A specialized NBConvertOutputs that stops output processing if a cell tagged nbprint:output:stop returns True

  • execute_hook: A Python import path to a function to evaluate, see nbprint.config.outputs.nbconvert.short_circuit_hook as an example

EmailOutputs

hydra config: nbprint/outputs/email

Inherits from NBConvertOutputs and attaches the output to an email using a prebuilt postprocess hook.

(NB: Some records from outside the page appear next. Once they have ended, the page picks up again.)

PR #4008, opened 2017-04-18
Show parameter suggestions when user mis-typed a parameter.

schlessera:
Works for command-specific as well as global parameters.

See #3861


php/WP_CLI/Dispatcher/Subcommand.php
```diff
@@ -325,7 +326,17 @@ private function validate_args( $args, $assoc_args, $extra_args ) {
 
 		if ( $this->name != 'help' ) {
 			foreach ( $validator->unknown_assoc( $assoc_args ) as $key ) {
-				$errors['fatal'][] = "unknown --$key parameter";
+				$suggestion = Utils\get_suggestion(
+					$key,
+					$this->get_parameters( $synopsis_spec ),
+					$threshold = 2
```
danielbachhuber: Does this `$threshold` variable need to be assigned?

php/WP_CLI/Runner.php
```diff
@@ -1377,24 +1377,10 @@ private function auto_check_update() {
...
-		// Sort known command strings by distance to user entry.
-		asort( $levenshtein );
-
-		// Fetch the closest command string.
-		reset( $levenshtein );
-		$suggestion = key( $levenshtein );
-
-		// Only return a suggestion if below a given threshold.
-		return $levenshtein[ $suggestion ] < 3 ? $suggestion : '';
+		return Utils\get_suggestion( $entry, $commands, $threshold = 2 );
```
danielbachhuber: Ditto above re: variable assignment

php/utils.php
```diff
@@ -884,3 +884,38 @@ function expand_globs( $paths, $flags = GLOB_BRACE ) {
...
+ * If the "distance" to the closest term is higher than the threshold, an empty
+ * string is returned.
+ *
+ * @param string $target    Target term to get a suggestion for.
+ * @param array  $options   Array with possible options.
+ * @param int    $threshold Threshold above which to return an empty string.
+ *
+ * @return string
+ */
+function get_suggestion( $target, array $options, $threshold = 2 ) {
```
danielbachhuber: Should we add unit tests for this utility?

php/WP_CLI/Dispatcher/Subcommand.php
schlessera: It's a way of better documenting the code, instead of only having a raw scalar value in there. Using such an assignment makes it obvious what the purpose of the `2` is.

php/utils.php
schlessera: Could make sense, yes. I'll add a set of unit tests.

schlessera:
The build failed on a command that is using `--url` in a seemingly non-standard way. The output:
```
 unknown --url parameter
    Did you mean '--url'?
```
I will have to look into why that specific parameter behaves differently.

danielbachhuber:
> The build failed on a command that is using `--url` in a seemingly non-standard way.

`--url=<url>` is a global parameter. Global parameters can be required by commands though.

> I will have to look into why that specific parameter behaves differently.

Unit tests!

schlessera:
Global parameters should already be taken care of. Not sure what the deal is with that particular parameter use.

PR #4016, opened 2017-04-24
Use `WP_CLI_VENDOR_DIR` to identify path to templates

danielbachhuber:
This constant is dynamically set based on installation type.

See https://github.com/wp-cli/package-command/issues/7


danielbachhuber:
Tests pass in https://github.com/wp-cli/package-command/pull/8, so this is good to go

PR #4022, opened 2017-04-27
Clarify error message for incorrect 'DOMAIN_CURRENT_SITE'

BhargavBhandari90:
My output will be something like this.
` Site example.com/ not found. Check value of 'DOMAIN_CURRENT_SITE' into wp-config.php. It should be: Corrct Domain`


danielbachhuber:
> How can I get the domain from database?

Taking a step back, if a WordPress multisite instance contains dozens of domains, how would you determine the correct one?

Also, can you include a [functional test](https://make.wordpress.org/cli/handbook/pull-requests/#functional-tests) that describes the behavior you'd like to see?

danielbachhuber:
@BhargavBhandari90 When do you think you'll be able to finish this up?

BhargavBhandari90:
Hi @danielbachhuber,
Sorry for the delay. Actually I didn't get any success about this. For now. I have just added a detailed notice.

And I am not aware of the functional test.

danielbachhuber:
@BhargavBhandari90 Are you planning to fix your functional test?

BhargavBhandari90:
@danielbachhuber I just updated a functional test, but it is failing in travis. I don't understand why?

features/config.feature
```diff
@@ -534,3 +534,14 @@ require_once(ABSPATH . 'wp-settings.php');
       """
       http://example.com
       """
+
+  Scenario: If there is a wrong value defined for `DOMAIN_CURRENT_SITE` constant
+    Given a WP install
+
+    When I run `wp option get home`
+    Then STDOUT should contain:
```
danielbachhuber: There's a semantic difference you need to apply.

When the test is expected to fail, you'll need to use `When I try` instead of `When I run`, and `Then STDERR` instead of `Then STDOUT` because error messages are written to `STDERR`

php/WP_CLI/Runner.php
```diff
@@ -1163,7 +1163,7 @@ private function setup_bootstrap_hooks() {
 		// In a multisite install, die if unable to find site given in --url parameter
 		if ( $this->is_multisite() ) {
 			WP_CLI::add_wp_hook( 'ms_site_not_found', function( $current_site, $domain, $path ) {
-				WP_CLI::error( "Site {$domain}{$path} not found." );
+				WP_CLI::error( "Site {$domain}{$path} not found. Check value of 'DOMAIN_CURRENT_SITE' into wp-config.php." );
```
danielbachhuber: I wonder how accurate of a statement "Check value of 'DOMAIN_CURRENT_SITE' into wp-config.php." is.

Is an incorrect `DOMAIN_CURRENT_SITE` the _only_ reason `ms_site_not_found` can be triggered, or are there others too?

danielbachhuber: @jeremyfelt @felixarntz I'd love your thoughts on ^ if you have a moment.

BhargavBhandari90: Currently I found the only scenario for this.

schlessera: This can also be triggered if `DOMAIN_CURRENT_SITE` is set, but the database did not contain the specific site that has been targeted (not set up yet, error in database, ...)

jeremyfelt: What @schlessera said. And it's probably also possible a couple other ways through some crazy configs. The most specific way of saying this is probably something like `Site {$domain}{$path} not found on network {$domain}{$path}`.

danielbachhuber: @jeremyfelt Do you think the current error logic is correct, or is there different logic / error messages that you'd use?

features/config.feature
```diff
@@ -534,3 +534,14 @@ require_once(ABSPATH . 'wp-settings.php');
       """
       http://example.com
       """
+
+  Scenario: If there is a wrong value defined for `DOMAIN_CURRENT_SITE` constant
```
danielbachhuber: This scenario will need to define an invalid value for `DOMAIN_CURRENT_SITE` in order for the error to occur...

BhargavBhandari90: How can I define an invalid value for that?

danielbachhuber:
Thanks for your work on this, @BhargavBhandari90.

I'm continuing this on in #4212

  • body: Content of the email, defaults to the output name

  • subject: Content of the subject, defaults to the output name

  • to: Email recipient/s

  • from_: Email sender

  • cc: CC

  • bcc: BCC

  • smtp: SMTP configuration

    • host: SMTP server host

    • port: SMTP server port

    • user: SMTP server user

    • password: SMTP server password

    • tls: Enable TLS

    • ssl: Enable SSL

    • timeout: Timeout for SMTP connection

Configuration

hydra allows us the ability to mix and match the various components defined in YAML, or even build our own. Its easy for us to mix-and-match configuration for content, outputs, layout, and more. It also lets us tweak existing pydantic-defined options from the command line.

Let’s look at some examples of how powerful this can be:

In this command, we run a default nbprint.Configuration but use content from an existing notebook.

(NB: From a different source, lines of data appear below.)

PR #4024, opened 2017-04-28
Add `phar_safe_path()` function.

### LINKED ISSUE #3987: Create helper utility for getting file path inside of Phar
Instead of having to implement https://github.com/wp-cli/scaffold-command/commit/88a21778d5daf7c7eba5214824bb425eaf2afb1c and https://github.com/wp-cli/server-command/pull/15 on a case by case basis, it would be helpful if WP-CLI provided a generic helper utility.

schlessera:
This function allows to retrieve a path by making sure it is adapted when used within a Phar archive.

This is meant to solve issues like https://github.com/wp-cli/scaffold-command/pull/10

Fixes #3987

### DIFF
--- a/php/boot-phar.php
+++ b/php/boot-phar.php
@@ -1,5 +1,8 @@
 <?php
 
+// Store the path to the Phar early on for `Utils\phar-safe-path()` function.
+define( 'WP_CLI_PHAR_PATH', getcwd() );
+
 if ( file_exists( 'phar://wp-cli.phar/php/wp-cli.php' ) ) {
 	define( 'WP_CLI_ROOT', 'phar://wp-cli.phar' );
 	include WP_CLI_ROOT . '/php/wp-cli.php';
--- a/php/utils.php
+++ b/php/utils.php
@@ -10,8 +10,10 @@ use \WP_CLI;
 use \WP_CLI\Dispatcher;
 use \WP_CLI\Iterators\Transform;
 
+const PHAR_STREAM_PREFIX = 'phar://';
+
 function inside_phar() {
-	return 0 === strpos( WP_CLI_ROOT, 'phar://' );
+	return 0 === strpos( WP_CLI_ROOT, PHAR_STREAM_PREFIX );
 }
 
 // Files that need to be read by external programs have to be extracted from the Phar archive.
@@ -459,7 +461,7 @@ function run_mysql_command( $cmd, $assoc_args, $descriptors = null ) {
  */
 function mustache_render( $template_name, $data = array() ) {
 	// Transform absolute path to relative path inside of Phar
-	if ( inside_phar() && 0 === stripos( $template_name, 'phar://' ) ) {
+	if ( inside_phar() && 0 === stripos( $template_name, PHAR_STREAM_PREFIX ) ) {
 		$search = '';
 		$replace = '';
 		if ( file_exists( WP_CLI_ROOT . '/vendor/autoload.php' ) ) {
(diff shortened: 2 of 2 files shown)


php/utils.php
```diff
@@ -884,3 +886,28 @@ function expand_globs( $paths, $flags = GLOB_BRACE ) {
...
+ * @return string A Phar-safe version of the path.
+ */
+function phar_safe_path( $path ) {
+
+	if ( ! inside_phar() ) {
+		return $path;
+	}
+
+	return str_replace(
+		PHAR_STREAM_PREFIX . getcwd() . '/',
```
danielbachhuber: What about my comment from yesterday?

```
danielbachhuber [1:11 PM] I wonder if we should set a `WP_CLI_PHAR_PATH` in `php/boot-fs.php`
[1:12] PHP can change the working directory, which would make `getcwd()` incorrect
```

schlessera: This function is for generally moving a given path _inside_ of the Phar structure.

The actual paths you want to use depend on the package you're in, and how the packages have been included. So, I'm not sure we can reduce this problem to 1 single constant.

schlessera: I want to run some tests now to see how the `getcwd()` will behave. If this works as expected in all scenarios, then it works across the board for getting rid of all the "three-different-ways-of-getting-a-path" issues.

danielbachhuber: > The actual paths you want to use depend on the package you're in, and how the packages have been included. So, I'm not sure we can reduce this problem to 1 single constant.

The packages care about the _base path_ for the Phar file. Setting a `WP_CLI_PHAR_PATH` at the beginning of the Phar execution will provide this value, more consistently than `getcwd()` can.

> If this works as expected in all scenarios, then it works across the board for getting rid of all the "three-different-ways-of-getting-a-path" issues.

What if my script calls `chdir()`?

schlessera: Ah, I understand. So you want to still do the replacement above, but want to catch a constant early on instead of the potentially changing `getcwd()`? Yes, that makes sense.

danielbachhuber: Yes

schlessera:
```
danielbachhuber [10:15 PM]
actually, `php/boot-fs.php` would still move around. we'd want to set it when
running `utils/make-phar.php
```

We need to still keep this dynamic in nature, not bake it into the Phar in a compiled way. The Phar file can be moved around, so we need to catch the folder early on when running the Phar.

schlessera: I currently think that the best place for this constant would be `php/wp-cli.php`. This comes immediately after `php/boot-fs.php` / `php/boot-phar.php`, and I think that there has not yet been a possibility to mess with `getcwd()` at this point.

schlessera: No, as we only need it within a Phar, `php/boot-phar.php` is better.

php/boot-phar.php
```diff
@@ -1,5 +1,8 @@
 <?php
 
+// Store the path to the Phar early on for `Utils\phar-safe-path()` function.
+define( 'WP_CLI_PHAR_PATH', getcwd() );
```
danielbachhuber: Why not use `__DIR__`?

schlessera: The mechanism works by having something to diff against `__DIR__`.

```
__DIR__ => phar:///home/alain/test/wp-cli.phar/php
getcwd() => /home/alain/test
```

This gives us the bit in front of the phar name, and it even works with different phar names.

schlessera: Ah, I should add: the `getcwd()` produces the path to the Phar, not to a file from within the Phar.

danielbachhuber: > This gives us the bit in front of the phar name, and it even works with different phar names.

I know. I'm just afraid of `getcwd()` sometimes producing a different value than we expect.

PR #4033, opened 2017-05-01
Add command hooks mechanism for simple dependency resolution.

### LINKED ISSUE #3835: Simple dependency resolution
There are several scenarios where commands fail because some of their dependencies are not met. The error that results in this can appear in several spots:

* when the actual command is run
* when another command is run that depends on that command
* when WP-CLI is run

While the two first error cases are not very elegant when working with WP-CLI, the third one is a hurdle a lot of people don't seem to be able to overcome. When something is wrong with their DB, they might not even be able to display the help screen.

To provide a generalized solution to overcome this, I'd like to look into providing a simple and flexible dependency resolution mechanism, with the ability to let commands that are currently installed remain inactive until all its dependencies are met.

Here's a mockup of what the user would see (in this example, with an invalid DB configuration):
commands-dependency-mockup

This would keep WP-CLI working even when some dependencies are not met, and it would give clear indications to the user about what is currently missing for the command they need.

schlessera:
The following hooks have been added:

    1. `before_add_command:<command>` - Called before WP_CLI tries to add the
    command `<command>` to its known vocabulary.

    The callback that is being called by this hook will receive an instance of
    a `WP_CLI\Dispatcher\CommandAddition` object, which allows the callback to
    control whether WP_CLI should proceed with the addition or not. On
    aborting, the callback can provide a reason.

    This can be used to let the addition of a command depend on some prior
    requirement to be met.

    2. `after_add_command:<command>` - Called after the command `<command>` has
    been added to the known vocabulary.

    This can be used for let the addition of the command depend on other
    commands being added first. In this way, the addition of commands can be
    rendered independent of loading order.

    Note: Introducing the class `WP_CLI\Dispatcher\CommandAddition` was
    necessary in order to get around the fact that arguments cannot be reliably
    passed across the flow `do_hook()` -> `call_user_func_array()` ->
    `add_hook()`.

Fixes #3835

### DIFF
--- a/features/command.feature
+++ b/features/command.feature
@@ -752,3 +752,53 @@ Feature: WP-CLI Commands
       """
       Did you mean
       """
+
+  Scenario: Adding a command can be aborted through the hooks system
+    Given an empty directory
+    And a abort-add-command.php file:
+      """
+      <?php
+      WP_CLI::add_hook( 'before_add_command:test-command-2', function ( $addition ) {
+        $addition->abort( 'Testing hooks.' );
+      } );
+
+      WP_CLI::add_command( 'test-command-1', function () {} );
+      WP_CLI::add_command( 'test-command-2', function () {} );
+      """
+
+    When I run `wp --require=abort-add-command.php`
+    Then STDOUT should contain:
+      """
+      test-command-1
+      """
+    And STDOUT should not contain:
+      """
+      test-command-2
+      """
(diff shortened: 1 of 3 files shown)


schlessera:
Something weird going on with the commits (GitHub seemed to be out-of-sync).

This should be merged as one single squash commit.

# Create HTML from notebook as-is
nbprint examples/basic.ipynb

In this command, we tweak the nbprint.Configuration object’s .name attribute to be "test", and we tweak the nbprint.Configuration object’s outputs subobject’s .target attribute to be "pdf".

nbprint examples/basic.ipynb +nbprint.name=test ++nbprint.outputs.target=pdf

In this command, we tweak the nbprint.Configuration object’s parameters subobject to add a new key "a" with value "test". This will inject the following first cell into our notebook:

# First cell is papermill-style parameters
nbprint examples/parameters.ipynb +nbprint.parameters.a=test
a = "test"

This allows us to integrate nicely with papermill notebooks, and build parameterized reports to produce different outputs from the same skeleton notebook.

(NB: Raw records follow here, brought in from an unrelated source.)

Issue #3886, opened 2017-03-08
Capture and report anonymized usage statistics


danielbachhuber:
To help us better understand how WP-CLI is used, it would be helpful to capture and report anonymized usage statistics. This data would be captured into Google Analytics.

These metrics could include:

* WP-CLI version.
* WP-CLI installation type (Phar vs. Composer)
* PHP version.
* WordPress version (for the commands interacting with WordPress directly).
* Frequency of internal command usage (e.g. we don't care about custom commands).
* Execution time for internal commands.
* Whether a command is being run by an end user or a machine (e.g. system cron or provisioning system).

To gain sufficient data, reporting would be opt-out (e.g. on by default, disable with a `WP_CLI_DISABLE_USAGE_ANALYTICS` environment variable).

Some prior art:

* https://github.com/Homebrew/brew/blob/master/docs/Analytics.md
  * https://github.com/Homebrew/brew/blob/e116ba196e2834025c713a2a566e0e150907d6d0/Library/Homebrew/utils/analytics.sh#L70-L123
* https://github.com/atom/metrics#collected-data
  * https://github.com/atom/metrics/issues/16

Your feedback is welcome! Specifically:

* In addition to the data points listed, what others might be worthwhile to capture?
* Are there other aspects to the project we should consider?

joshkoenig:
+1 seems legit.

mwithheld:
Suggestions for security -- don't capture data hackers could use, e.g. :

- IP, hostname, url, username running the processes
- Some parameter values, config values

The more info is released, the more likely admins are to opt out.

You might want to re-assure why admins should trust releasing data rather than opting out.

danielbachhuber:
> Suggestions for security -- don't capture data hackers could use, e.g. :

I agree. Definitely not planning to capture any data that could be personally identifiable.

fjarrett:
Hey @danielbachhuber, a few questions:

1. Will this result in outbound HTTP requests for every command executed?
2. Will the values passed to `$args` and `$assoc_args` always be ignored?

> wp user update ~1 --user_pass=mysecret --user_email=myprivate@email.com~
> wp option update ~my_social_security_number 123-45-6789~

aaronjorbin:
Some events and what I would hope to discover

1. wp help calls ( what commands generate the most documentation views? Could those commands be made better?)
[...]

PR #4040, opened 2017-05-04
Generate and send anon usage data

danielbachhuber:
This data will help us better understand our users and how they make use of WP-CLI

See #3886

### DIFF
--- a/php/WP_CLI/Dispatcher/CommandExecutionLog.php
+++ b/php/WP_CLI/Dispatcher/CommandExecutionLog.php
@@ -1,0 +1,163 @@
+<?php
+
+namespace WP_CLI\Dispatcher;
+
+use WP_CLI;
+use WP_CLI\Utils;
+
+/**
+ * Encapsulates analytical information about command execution.
+ *
+ * @package WP_CLI
+ */
+final class CommandExecutionLog {
+
+	/**
+	 * Destination for the logging data
+	 *
+	 * @var string
+	 */
+	const DESTINATION = 'https://api.wp-cli.org';
+
+	/**
+	 * Unique identifier for this context.
+	 *
+	 * @var string
+	 */
+	private $uuid;
+
+	/**
+	 * Command being run, as a string.
+	 *
+	 * @var string
+	 */
+	private $command;
+
+	/**
+	 * Arguments passed to the command.
+	 *
+	 * @var array
+	 */
+	private $args;
+
+	/**
+	 * Arguments passed to the command.
+	 *
+	 * @var array
+	 */
+	private $assoc_args;
+
+	/**
+	 * Start time for the timer.
+	 *
+	 * @var integer|null
+	 */
+	private $start_time = null;
+
+	/**
+	 * Execution time for the command.
+	 *
+	 * @var integer|null
+	 */
+	private $exec_time = null;
+
+	/**
+	 * Instantiate a CommandExecution object.
+	 *
+	 * @param string $command    Command being run.
+	 * @param array  $args       Arguments passed to the command.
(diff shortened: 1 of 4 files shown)


danielbachhuber:
@schlessera What do you think of this overall approach? At a high level:

* For whitelisted commands, capture a log of command execution and POST the JSON to our service that will process it and then send to Google Analytics. The advantage to this is that we can easily hook in other data stores at a later date as needed.
* Generates a UUID that's stored in `~/.wp-cli/uuid`, so we can track usage over time.
* `CommandExecutionLog` will also be responsible for transforming command args into anon data we can capture.

schlessera:
I'd like to see an interface for data we want to send, because we might want to send other information apart from command executions AND we should centralize the sending so that we can modify throttling/caching/sending/etc... in one central place.

I'm thinking of something like this:

```
<?php
interface DataPoint extends JsonSerializable {}

abstract class TimedDataPoint implements DataPoint {
    public function start() { /* ... */ }
    public function stop() { /* ... */ }
    public function jsonSerialize() {
        return array(
            'event' => $this->get_event();
            'context' => this->get_context();
            'environment' => $this->get_environment();
            'execution_time' => $this->get_execution_time();
        );
    }
    protected function get_environment() { /* ... */ }
    protected function get_execution_time() { /* ... */ }
    abstract protected function get_event();
    abstract protected function get_context();
}

final class CommandExecutionDataPoint extends TimedDataPoint {
    public function __construct( $command, $args, $assoc_args ) { /* ... */ }
    protected function get_event() { return $this->command; }
    protected function get_context() {
        return array(
            'args' => $this->args,
            'assoc_args' => $this->assoc_args
        );
    }
}

interface Tracker {
    public function track( DataPoint $data_point );
    public function send();
}

final class RemoteTracker {
    public function track( DataPoint $data_point ) {
        $this->data_points []= $data_point;
    }
    public function send() {
        foreach( $this->data_points as $data_point ) {
            $json = json_encode( $data_point );
            // Send through HTTP
        }
    }
}

class WP_CLI {
    /* ... */
    public static function track( DataPoint $data_point ) {
        self::get_tracker()->track( $data_point );
    }
    public static function on_shutdown() {
        self::get_tracker()->send();
    }
```

This is a simplified example.

Benefits of this approach:

1. As we have an interface for a `DataPoint`, we can create as many different types of data points we want to collect, and they will all be handled through the exact same mechanism. They are flexible enough to store arbitrary data while still providing a basic structure.

2. We can change the actual storage (in memory, in a file, etc...) as well as the sending (a HTTP request, a Redis database, etc...) in one central location, without needing to change either the individual data points or the consuming code.

3. As we have an interface for the `Tracker`, we can change the exact implementation or we can attach decorators (like a caching decorator, a logging decorator, etc...) without the rest of the code ever noticing.

4. Through such a decorator as in 3., we can provide throttling in a transparent way, so that we don't flood the system on tight loops.

schlessera:
Ah, I forgot to show an example of how this is used.

For the consuming code, it would be very simple:
```php
/* ... */
		$whitelisted_commands = array(
			'option get',
			'option update',
		);
		$monitored_execution = null;
		if ( in_array( $cmd, $whitelisted_commands, true ) && ! getenv( 'WP_CLI_DISABLE_USAGE_ANALYTICS' ) ) {
			$monitored_execution = new CommandExecutionDataPoint( $cmd, $args, array_merge( $extra_args, $assoc_args ) );
			$monitored_execution->start();
		}
		call_user_func( $this->when_invoked, $args, array_merge( $extra_args, $assoc_args ) );
		if ( ! is_null( $monitored_execution ) ) {
			$monitored_execution->stop();
			WP_CLI::track( $monitored_execution );
		}
/* ... */
```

In this command, we take an existing notebook content and inject some content as frontmatter.

# Overlay a config group, e.g. title and table of contents
nbprint examples/basic.ipynb nbprint/content/frontmatter=nbprint/title_toc

In particular, we grab the code defined in nbprint/config/hydra/content/frontmatter/nbprint/title_toc.yaml:

# @package nbprint.content.frontmatter
- _target_:  nbprint.ContentMarkdown
  content: |
    # ${nbprint.name}
  css: ":scope { text-align: center; }"
- _target_:  nbprint.ContentPageBreak
- _target_:  nbprint.ContentTableOfContents
- _target_:  nbprint.ContentPageBreak

Similar to the previous command, this command swaps nbprint.Configuration object’s outputs subobject to be the object defined in nbprint/config/hydra/outputs/nbprint/pdf.yaml:

# Create PDF via WebPDF by using hydra to swap out outputs type
nbprint examples/basic.ipynb nbprint/outputs=nbprint/pdf

That content just defines a different nbprint.Outputs object in YAML:

# @package nbprint.outputs
_target_: nbprint.PDFOutputs
target: webpdf

Finally, we could accomplish the same thing by tweaking the default Outputs object’s .target attribute to be webpdf.

# Create PDF via WebPDF same as above by using hydra to tweak the default output target
nbprint examples/basic.ipynb ++nbprint.outputs.target=webpdf

By providing the ability to do deep dependency injection in existing objects and/or swap objects wholesale, we can customize, tweak, and extend nbprint as much as we need.